AIM OF THE TASK:
Restate word for word the entries below, starting with the line with "PR #166, opened 2020-05-31" and continuing through the line with "import ConfigNames from". Include both of those lines and no others.

SUPPLIED RECORDS:
************
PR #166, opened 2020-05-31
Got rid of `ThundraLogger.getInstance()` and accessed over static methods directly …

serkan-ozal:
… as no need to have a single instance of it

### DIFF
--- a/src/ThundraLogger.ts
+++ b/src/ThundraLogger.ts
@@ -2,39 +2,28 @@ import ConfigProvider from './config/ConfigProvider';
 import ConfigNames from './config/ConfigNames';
************
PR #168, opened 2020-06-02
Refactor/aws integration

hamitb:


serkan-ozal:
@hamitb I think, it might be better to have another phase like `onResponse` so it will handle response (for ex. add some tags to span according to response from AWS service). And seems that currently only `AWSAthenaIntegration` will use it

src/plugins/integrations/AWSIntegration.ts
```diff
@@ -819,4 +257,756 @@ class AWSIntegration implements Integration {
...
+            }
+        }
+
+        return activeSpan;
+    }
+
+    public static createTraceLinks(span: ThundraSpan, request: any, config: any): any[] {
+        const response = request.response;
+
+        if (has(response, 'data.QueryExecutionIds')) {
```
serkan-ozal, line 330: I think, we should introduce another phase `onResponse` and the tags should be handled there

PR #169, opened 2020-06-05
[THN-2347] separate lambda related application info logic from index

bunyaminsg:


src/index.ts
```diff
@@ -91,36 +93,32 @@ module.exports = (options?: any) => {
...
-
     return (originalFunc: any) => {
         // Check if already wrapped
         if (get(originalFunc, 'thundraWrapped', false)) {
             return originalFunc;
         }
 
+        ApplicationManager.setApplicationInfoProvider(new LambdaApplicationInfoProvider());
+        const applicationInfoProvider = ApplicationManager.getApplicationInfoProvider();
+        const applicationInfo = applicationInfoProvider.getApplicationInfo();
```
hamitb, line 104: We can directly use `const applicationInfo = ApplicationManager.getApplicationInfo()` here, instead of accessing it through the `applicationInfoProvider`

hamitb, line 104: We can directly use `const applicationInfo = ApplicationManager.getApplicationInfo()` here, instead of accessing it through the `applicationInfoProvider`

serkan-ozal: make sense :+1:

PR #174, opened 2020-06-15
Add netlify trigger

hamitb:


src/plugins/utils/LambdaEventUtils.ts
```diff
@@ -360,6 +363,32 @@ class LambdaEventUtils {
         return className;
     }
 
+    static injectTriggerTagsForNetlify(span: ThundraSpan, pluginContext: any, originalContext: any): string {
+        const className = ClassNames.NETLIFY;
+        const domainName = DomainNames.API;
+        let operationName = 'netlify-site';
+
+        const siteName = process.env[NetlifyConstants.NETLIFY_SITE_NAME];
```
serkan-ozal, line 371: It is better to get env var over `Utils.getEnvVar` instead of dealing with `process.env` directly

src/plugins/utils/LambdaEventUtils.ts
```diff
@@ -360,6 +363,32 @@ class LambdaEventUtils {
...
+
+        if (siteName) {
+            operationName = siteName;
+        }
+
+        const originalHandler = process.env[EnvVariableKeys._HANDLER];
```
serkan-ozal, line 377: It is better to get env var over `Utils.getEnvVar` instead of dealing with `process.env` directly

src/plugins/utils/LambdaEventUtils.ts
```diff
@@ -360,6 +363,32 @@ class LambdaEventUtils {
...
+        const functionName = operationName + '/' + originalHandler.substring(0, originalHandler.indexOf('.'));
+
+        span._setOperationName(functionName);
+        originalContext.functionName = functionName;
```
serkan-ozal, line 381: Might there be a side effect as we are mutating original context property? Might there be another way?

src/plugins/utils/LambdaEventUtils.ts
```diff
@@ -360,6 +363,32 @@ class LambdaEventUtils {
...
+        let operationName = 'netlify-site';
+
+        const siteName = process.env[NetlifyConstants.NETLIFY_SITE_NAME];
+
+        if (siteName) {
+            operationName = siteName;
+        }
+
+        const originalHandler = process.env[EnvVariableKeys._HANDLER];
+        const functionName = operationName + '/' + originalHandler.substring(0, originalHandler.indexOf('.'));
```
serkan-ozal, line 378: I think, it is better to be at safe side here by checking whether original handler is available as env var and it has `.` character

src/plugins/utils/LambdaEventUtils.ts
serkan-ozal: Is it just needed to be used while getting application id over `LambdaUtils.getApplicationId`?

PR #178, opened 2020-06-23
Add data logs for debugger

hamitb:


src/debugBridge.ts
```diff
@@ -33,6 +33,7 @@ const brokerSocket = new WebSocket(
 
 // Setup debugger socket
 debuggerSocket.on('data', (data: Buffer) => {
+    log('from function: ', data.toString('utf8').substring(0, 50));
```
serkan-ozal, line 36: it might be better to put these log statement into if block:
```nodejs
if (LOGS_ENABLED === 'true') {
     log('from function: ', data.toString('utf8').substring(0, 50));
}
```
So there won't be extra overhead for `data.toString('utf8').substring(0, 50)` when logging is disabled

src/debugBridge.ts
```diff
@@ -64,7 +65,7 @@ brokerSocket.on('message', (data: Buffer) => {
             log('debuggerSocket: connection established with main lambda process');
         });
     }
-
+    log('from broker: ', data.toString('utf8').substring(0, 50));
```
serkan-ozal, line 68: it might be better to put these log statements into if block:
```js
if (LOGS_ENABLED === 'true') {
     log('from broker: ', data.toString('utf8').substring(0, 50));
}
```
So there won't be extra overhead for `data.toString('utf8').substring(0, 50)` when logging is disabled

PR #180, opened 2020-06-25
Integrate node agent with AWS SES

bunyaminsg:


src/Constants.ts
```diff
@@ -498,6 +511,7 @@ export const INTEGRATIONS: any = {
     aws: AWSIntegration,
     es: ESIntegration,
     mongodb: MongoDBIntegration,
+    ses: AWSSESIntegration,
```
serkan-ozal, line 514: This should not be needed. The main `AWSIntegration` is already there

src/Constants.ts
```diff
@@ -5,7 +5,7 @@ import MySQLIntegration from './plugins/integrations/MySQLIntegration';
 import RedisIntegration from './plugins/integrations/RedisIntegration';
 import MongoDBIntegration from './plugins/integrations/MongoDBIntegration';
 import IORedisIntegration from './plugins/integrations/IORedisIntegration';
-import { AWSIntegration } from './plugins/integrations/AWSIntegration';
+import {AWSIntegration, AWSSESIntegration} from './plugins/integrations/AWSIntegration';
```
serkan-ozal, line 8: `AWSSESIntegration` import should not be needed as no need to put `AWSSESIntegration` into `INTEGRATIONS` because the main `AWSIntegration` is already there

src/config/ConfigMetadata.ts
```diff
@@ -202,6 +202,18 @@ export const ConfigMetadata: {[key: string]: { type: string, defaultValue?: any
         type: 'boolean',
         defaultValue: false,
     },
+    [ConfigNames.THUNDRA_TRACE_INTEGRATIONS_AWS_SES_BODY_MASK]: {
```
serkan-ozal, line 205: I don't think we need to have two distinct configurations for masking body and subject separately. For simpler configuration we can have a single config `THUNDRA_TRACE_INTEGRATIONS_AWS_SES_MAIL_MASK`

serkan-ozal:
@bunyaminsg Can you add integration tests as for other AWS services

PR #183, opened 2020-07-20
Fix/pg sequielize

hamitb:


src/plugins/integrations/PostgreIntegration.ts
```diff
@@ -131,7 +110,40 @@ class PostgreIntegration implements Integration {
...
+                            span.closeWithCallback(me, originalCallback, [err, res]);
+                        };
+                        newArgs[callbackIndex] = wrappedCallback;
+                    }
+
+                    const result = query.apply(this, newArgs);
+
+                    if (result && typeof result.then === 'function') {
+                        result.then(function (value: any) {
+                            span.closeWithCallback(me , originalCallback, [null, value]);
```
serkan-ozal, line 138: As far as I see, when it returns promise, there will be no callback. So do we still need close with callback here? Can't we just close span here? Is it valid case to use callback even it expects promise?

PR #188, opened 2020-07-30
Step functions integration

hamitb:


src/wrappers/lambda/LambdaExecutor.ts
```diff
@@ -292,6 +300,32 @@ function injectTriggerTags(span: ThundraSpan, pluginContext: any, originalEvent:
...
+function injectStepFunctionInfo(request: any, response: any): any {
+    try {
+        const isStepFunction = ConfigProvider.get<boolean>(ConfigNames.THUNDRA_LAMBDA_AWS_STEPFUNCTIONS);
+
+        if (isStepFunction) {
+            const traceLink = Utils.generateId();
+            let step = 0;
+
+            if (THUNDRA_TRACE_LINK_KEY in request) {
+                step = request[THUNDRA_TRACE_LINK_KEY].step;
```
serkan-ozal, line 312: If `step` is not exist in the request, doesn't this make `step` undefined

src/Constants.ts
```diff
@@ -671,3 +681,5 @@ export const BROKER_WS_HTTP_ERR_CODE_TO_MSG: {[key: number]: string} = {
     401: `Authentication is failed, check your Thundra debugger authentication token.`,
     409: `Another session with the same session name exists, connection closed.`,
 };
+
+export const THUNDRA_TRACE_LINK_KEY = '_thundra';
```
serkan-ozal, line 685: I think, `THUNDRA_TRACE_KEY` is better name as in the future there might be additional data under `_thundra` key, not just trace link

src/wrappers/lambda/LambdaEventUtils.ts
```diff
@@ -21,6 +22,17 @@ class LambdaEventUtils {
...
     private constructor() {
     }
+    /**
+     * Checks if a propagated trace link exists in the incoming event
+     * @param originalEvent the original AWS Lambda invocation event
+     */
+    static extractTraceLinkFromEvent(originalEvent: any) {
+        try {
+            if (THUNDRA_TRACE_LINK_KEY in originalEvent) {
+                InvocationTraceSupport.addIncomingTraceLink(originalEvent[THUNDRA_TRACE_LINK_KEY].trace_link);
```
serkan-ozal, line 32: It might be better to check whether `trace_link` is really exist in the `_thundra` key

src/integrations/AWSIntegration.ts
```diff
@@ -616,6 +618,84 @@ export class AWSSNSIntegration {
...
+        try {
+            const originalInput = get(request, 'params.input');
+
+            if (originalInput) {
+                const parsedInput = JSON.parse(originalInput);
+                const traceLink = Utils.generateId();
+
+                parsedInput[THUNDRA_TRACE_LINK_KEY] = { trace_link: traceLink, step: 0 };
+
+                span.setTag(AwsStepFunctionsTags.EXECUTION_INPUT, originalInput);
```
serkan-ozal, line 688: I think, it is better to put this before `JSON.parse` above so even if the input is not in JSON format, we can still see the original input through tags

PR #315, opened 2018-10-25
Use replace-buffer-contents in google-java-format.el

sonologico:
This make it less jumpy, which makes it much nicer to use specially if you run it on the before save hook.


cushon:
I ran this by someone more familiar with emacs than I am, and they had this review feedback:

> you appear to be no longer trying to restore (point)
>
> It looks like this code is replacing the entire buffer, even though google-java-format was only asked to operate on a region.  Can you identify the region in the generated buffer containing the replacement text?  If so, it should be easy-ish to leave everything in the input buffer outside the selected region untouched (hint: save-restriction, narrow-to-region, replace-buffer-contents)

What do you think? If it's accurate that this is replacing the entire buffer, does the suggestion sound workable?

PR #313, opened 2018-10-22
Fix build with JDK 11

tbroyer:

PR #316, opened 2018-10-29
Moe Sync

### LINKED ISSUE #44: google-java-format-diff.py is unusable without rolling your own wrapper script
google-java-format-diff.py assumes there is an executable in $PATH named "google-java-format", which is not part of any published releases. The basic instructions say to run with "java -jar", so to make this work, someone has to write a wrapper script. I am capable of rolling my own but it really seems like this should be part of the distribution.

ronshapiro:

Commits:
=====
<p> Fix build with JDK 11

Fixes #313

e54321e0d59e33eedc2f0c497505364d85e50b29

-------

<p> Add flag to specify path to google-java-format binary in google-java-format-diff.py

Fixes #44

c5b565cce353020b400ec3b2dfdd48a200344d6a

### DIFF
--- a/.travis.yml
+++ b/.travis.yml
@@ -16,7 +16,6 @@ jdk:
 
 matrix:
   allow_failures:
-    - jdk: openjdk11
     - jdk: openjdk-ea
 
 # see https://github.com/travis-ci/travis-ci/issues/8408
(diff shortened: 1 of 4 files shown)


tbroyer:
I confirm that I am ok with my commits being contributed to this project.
************
RESULT FOR THIS EXERCISE:
PR #166, opened 2020-05-31
Got rid of `ThundraLogger.getInstance()` and accessed over static methods directly …

serkan-ozal:
… as no need to have a single instance of it

### DIFF
--- a/src/ThundraLogger.ts
+++ b/src/ThundraLogger.ts
@@ -2,39 +2,28 @@ import ConfigProvider from './config/ConfigProvider';
 import ConfigNames from './config/ConfigNames';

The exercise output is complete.